## SUPPLIED ENTRIES
Segment Open

PR #200, opened 2015-12-29
Javabackend

dwightguth:
@chathhorn @msaxena2 please review

This includes both my cleaned-up version of Manasvi's changes to the code to work with the java backend, and a number of small fixes designed to make error recovery recover in more cases.

Should be the first of a two part diff, the other part being in the rv match repo. They should probably be merged together.


msaxena2:
Lgtm.

chathhorn:
Looks good!

PR #202, opened 2015-12-29
Presentation improvements

grosu:
I've made some changes to the C semantics, that go in synch with changes I've made to the RV-Match docs (will make that PR shortly after this one).

@dwightguth please revise; feel free to fix English however you find fit.


dwightguth:
This diff is too big for me to review in its current form. I need you to move all of the rename-without-modifications into one commit and all of everything else into a different commit. You can do this by refactoring the history and doing a force push. Let me know if you need help.

The other issue here is that we have several open pull requests that also modify examples, which will not merge cleanly with this diff. so we will not be able to merge this diff until those other pull requests are merged and then this diff is manually updated to make sure the renames are still going through cleanly.

examples/demo/6-int-overflow.c
```diff
@@ -1,9 +1,21 @@
 // KCC is also able to detect integer overflow operations that occur while the
-// program is executing.
+// program is executing.  According to the C standard, integer overflow
+// operations fall under the category of implementation defined behavior,
```
dwightguth: this is not quite correct. Try the following paragraph instead:

KCC is also able to detect integer overflow operations and assignments of values to data types triggering loss of precision that occur while the program is executing. According to the C standard, integer overflow (an arithmetic operation whose result does not fit in the specified type) is considered undefined behavior. However, in the following program, a short int is automatically promoted to the int type at every multiplication, and therefore what occurs is not overflow but merely a conversion to a type that cannot store the specified value. The C standard considers this case to be implementation defined behavior, which is unspecified behavior where each implementation documents how the choice is made. KCC can be instantiated with different profiles corresponding to different implementation choices (type kcc -v to see the existing profiles; contact https://runtimeverification.com/support if you are interested in a specific profile that is not available). For example, while with conventional compilers the program below reports no errors when executed, with the default kcc profile (x86_64 on linux) it reports an error, but no error is reported if you declare variable a as an int instead of a short int, or if you iterate 14 times instead of 15. If you declared a as an int and iterated 31 times, you would see undefined behavior corresponding to a "true" overflow. However, in actual fact, because the below program as written is implementation-defined, on some systems it may in fact raise an arithmetic signal terminating the application at the point of the lossy conversion.

dwightguth:
look okay other than the paragraph I mentioned.

dwightguth:
okay let's merge this if the tests pass.

dwightguth:
Jenkins: test this please

dwightguth:
Not really sure what happened here. seems to be some kind of issue with the dependencies in the makefile relating to kdep, but I inspected the file on disk and it looked okay. So I'm not really sure. It shouldn't have anything to do with this diff either. My guess is some kind of transient race or something. If it recurs I'll look into it otherwise our development efforts are probably better spent elsewhere for the time being unless this starts to get more common.

dwightguth:
Jenkins: test this please

PR #206, opened 2016-01-05
Update Error_Codes.csv

dwightguth:
This has actually already been fixed in the code so this should be the only place left to deal with.


dwightguth:
@grosu please review

PR #210, opened 2016-01-06
remove bell character from escape map because K doesn't have a \a escape

dwightguth:
@chathhorn please review


chathhorn:
Looks good.

PR #217, opened 2016-01-24
Test for bug reported in #211.

### LINKED ISSUE #211: Fix Robby's program
This program should be undefined:

```
 #include <stdio.h>

 unsigned long f() {
  double d = -0.5;
  return d * (1 << 30);
 }
 int main() {
  printf("0x%lx\n",f());
 }
```

chathhorn:
Fixes #211.


dwightguth:
Note that this will still not be live in the version of rv-match we use on the website until I finish updating everything, but the version on Jenkins already works, as you can see.

PR #225, opened 2016-02-09
try to fix race AGAIN

dwightguth:
@chathhorn please review

Not sure this is good enough but it's worth a shot


chathhorn:
Looks good.

PR #227, opened 2016-02-11
composite types need not have the same name for function parameters

dwightguth:
@chathhorn please review

Fixes runtimeverification/rv-match#95


chathhorn:
Looks good.

PR #230, opened 2016-02-18
Stack size checking for RV-Match, part 1

dwightguth:
Basically handles two things: computation of the size of the stack at each point in the execution of the program, and some fixes for large writes to make them not be n^2 due to use of cons list internally for the List sort.

@chathhorn please review. Should be merged together with the second PR


chathhorn:
Looks good.

PR #231, opened 2016-02-18
fix -DFOO= form of flag in kcc

dwightguth:
@chathhorn please review

Fixes runtimeverification/rv-match#101


chathhorn:
Looks good.

Issue #1515, opened 2019-07-24
hide grail tools for non advanced users


bobi7:
companion ticket for: https://github.com/ngageoint/hootenanny/issues/3355

PR #1518, opened 2019-07-24
hide grail tools for non advanced users

bobi7:
#1515

### DIFF
--- a/modules/Hoot/ui/managePanel/jobs.js
+++ b/modules/Hoot/ui/managePanel/jobs.js
@@ -18,6 +18,8 @@ export default class Jobs extends Tab {
 
         this.name = 'Jobs';
         this.id   = 'util-jobs';
+
+        this.privileges = Hoot.user().privileges;
     }
 
     render() {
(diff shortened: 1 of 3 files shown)


brianhatchl:
```
1) Measurement and Clip tools appear

     UI tools

     Error: Uncaught AssertionError: expected 2 to equal 3 (webpack:///./node_modules/chai/lib/chai/assertion.js?:141)



2) All grail tools active

     UI tools

     Error: Uncaught AssertionError: expected 0 to equal 3 (webpack:///./node_modules/chai/lib/chai/assertion.js?:141)

```

We should give the Karma test user advanced privilege.

modules/ui/tools.js
```diff
@@ -15,6 +15,15 @@ import selectBbox       from '../Hoot/tools/selectBbox';
 import { tooltip }      from '../util/tooltip';
 
 export function uiTools( context ) {
+    let isAdvancedUser = false;
+    if ( localStorage ) {
+        const user = JSON.parse( localStorage.getItem( 'user' ) );
+
+        if (user && user.privileges) {
+            isAdvancedUser = user.privileges.advanced === 'true';
```
brianhatchl: I think the user object in local storage may encode the advanced value as a boolean.  We should double-check this.

modules/Hoot/ui/managePanel/jobs.js
```diff
@@ -503,46 +505,50 @@ export default class Jobs extends Tab {
...
-                        }
-                    });
-                }
 
-                if (d.jobType.toUpperCase() === 'CONFLATE') {
-                    let currentLayer = this.findLayer( d.mapId );
-
-                    if (currentLayer && currentLayer.grail) {
+                // Only advanced user may perform these
+                if (this.privileges && this.privileges.advanced === 'true') {
```
brianhatchl: check if actual user object received from services and put in local storage encodes advanced as a boolean

brianhatchl: I think I answered my own question.  Because we are using hstore in the db, everything key and value are stored as string.

modules/ui/tools.js
brianhatchl: answered above

Issue #1516, opened 2019-07-24
Job Status polling interval should activate after successful response


brianhatchl:
Basically use `setTimeout` instead of `setInterval`.

Saw this when the UI kept issuing new requests when there were still existing pending requests when tomcat was frozen #1512.

Issue #1512, opened 2019-07-23
Cannot upload more than 5 files at once, even when size is less than ingestThreshold


jackgrossman18:
When attempting to upload more than 5 files at once, the importMulti modal becomes unresponsive and the files do not upload successfully. 

This requires a tomcat restart to resolve hanging upload.

brianhatchl:
See https://github.com/ngageoint/hootenanny/pull/3363

PR #1519, opened 2019-07-24
convert setInterval to setTimeout in job status polling

brianhatchl:
refs #1516


brianhatchl:
I decided to make this change while troubleshooting the tomcat freeze bug #1512.
When tomcat is frozen all the job status requests hang as pending.  Because `setInterval` was used the UI continues to poll the service even when there are outstanding pending requests.  Rather than continue this useless polling, I refactored to use `setTimeout` with a new polling request only being issued for the future when the last polling request returns a response.

Issue #1537, opened 2019-08-02
ImportMulit Modal  filtering files broken


jackgrossman18:
ImportMulti modal breaking when filtering files by name

brianhatchl:
Under what conditions do the names not match?

I'm concerned about file systems that support case sensitive names.

PR #1538, opened 2019-08-02
ImportMulti breaks when filtering file names

jackgrossman18:
ref #1537

### DIFF
--- a/modules/Hoot/ui/modals/ImportMultiDatasets.js
+++ b/modules/Hoot/ui/modals/ImportMultiDatasets.js
@@ -194,14 +194,7 @@ export default class ImportMultiDatasets {
 
     setFileMetadata( fileName, typeCount, fileList ) {
 
-        let fName = fileName.substring( 0, fileName.length - 4 );
-
-        if ( fileName.indexOf( '.shp.xml' ) > -1 ) {
-            fName = fileName.toLowerCase().substring( 0, fileName.length - 8 );
-        }
-        if ( fileName.indexOf( '.geojson' ) > -1 ) {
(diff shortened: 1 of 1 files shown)


modules/Hoot/ui/modals/ImportMultiDatasets.js
```diff
@@ -381,7 +381,7 @@ export default class ImportMultiDatasets {
                     //filter files by name if not merging to single layer
                     importFiles = _filter( files, file => {
 
-                        let fName = file.name.split('.')[0];
+                        let fName = file.name.toLowerCase().split('.')[0];
```
brianhatchl: I think this is a better fix to the issue:

```
@@ -192,18 +192,11 @@ export default class ImportMultiDatasets {
         this.updateButtonState();
     }
 
     setFileMetadata( fileName, typeCount, fileList ) {
 
-        let fName = fileName.substring( 0, fileName.length - 4 );
-
-        if ( fileName.indexOf( '.shp.xml' ) > -1 ) {
-            fName = fileName.toLowerCase().substring( 0, fileName.length - 8 );
-        }
-        if ( fileName.indexOf( '.geojson' ) > -1 ) {
-            fName = fileName.toLowerCase().substring( 0, fileName.length - 8 );
-        }
+        let fName = fileName.split('.')[0];
 
         let fObj = _find( fileList, file => file.name === fName );
 
         if ( !fObj ) {
             fObj = {
```
setFileMetaData was doing some sneaky stuff with geojson

brianhatchl (changes requested):

brianhatchl (approved):

Issue #1517, opened 2019-07-24
Clip path should inherit from layer being clipped


brianhatchl:
We are moving away from the default output path being `root`

PR #1547, opened 2019-08-12
default output folder now the same as layer that will be clipped

jackgrossman18:
ref #1517

### DIFF
--- a/modules/Hoot/tools/clipDataset.js
+++ b/modules/Hoot/tools/clipDataset.js
@@ -127,7 +127,7 @@ export default class ClipDataset {
                     } else if ( d.name === 'outputName' ) {
                         that.createLayerNameField( d3.select( this ), layer );
                     } else {
-                        var folderId = parseInt( Hoot.layers.findBy( 'id', layer.id ).folderId, 10 );
+                        var folderId = Hoot.layers.findBy( 'id', Number(layer.id) ).folderId;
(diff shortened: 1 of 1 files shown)


bobi7:
I see that the path placeholder for the clip output is the parent directory which is good but it should also be selected in the dropdown incase the user doesn't select it themselves.

jackgrossman18:
@bobi7

modules/Hoot/tools/clipDataset.js
```diff
@@ -128,7 +127,11 @@ export default class ClipDataset {
                     } else if ( d.name === 'outputName' ) {
                         that.createLayerNameField( d3.select( this ), layer );
                     } else {
+                        var folderId = Hoot.layers.findBy( 'id', Number(layer.id) ).folderId;
+                        d.combobox = [ d.combobox.find( function( l ) { return l.id === folderId; } ) ]
+                            .concat( d.combobox.filter( function( l ) { return l.id !== folderId; } ).sort() );
                         that.createFolderListCombo( d3.select( this ), d );
+                        d3.select( this ).property( 'value', Hoot.folders.findBy( 'id', folderId ).name );
```
bobi7: What happens if you also set the property '_value' to equal the result of folderId above? I feel like this may make is so that you dont need all the calls to the find() function below

jackgrossman18: :checkered_flag:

Segment Closed

Scan the listing above and copy all lines containing the word "detect".

 // KCC is also able to detect integer overflow operations that occur while the
KCC is also able to detect integer overflow operations and assignments of values to data types triggering loss of precision that occur while the program is executing. According to the C standard, integer overflow (an arithmetic operation whose result does not fit in the specified type) is considered undefined behavior. However, in the following program, a short int is automatically promoted to the int type at every multiplication, and therefore what occurs is not overflow but merely a conversion to a type that cannot store the specified value. The C standard considers this case to be implementation defined behavior, which is unspecified behavior where each implementation documents how the choice is made. KCC can be instantiated with different profiles corresponding to different implementation choices (type kcc -v to see the existing profiles; contact https://runtimeverification.com/support if you are interested in a specific profile that is not available). For example, while with conventional compilers the program below reports no errors when executed, with the default kcc profile (x86_64 on linux) it reports an error, but no error is reported if you declare variable a as an int instead of a short int, or if you iterate 14 times instead of 15. If you declared a as an int and iterated 31 times, you would see undefined behavior corresponding to a "true" overflow. However, in actual fact, because the below program as written is implementation-defined, on some systems it may in fact raise an arithmetic signal terminating the application at the point of the lossy conversion.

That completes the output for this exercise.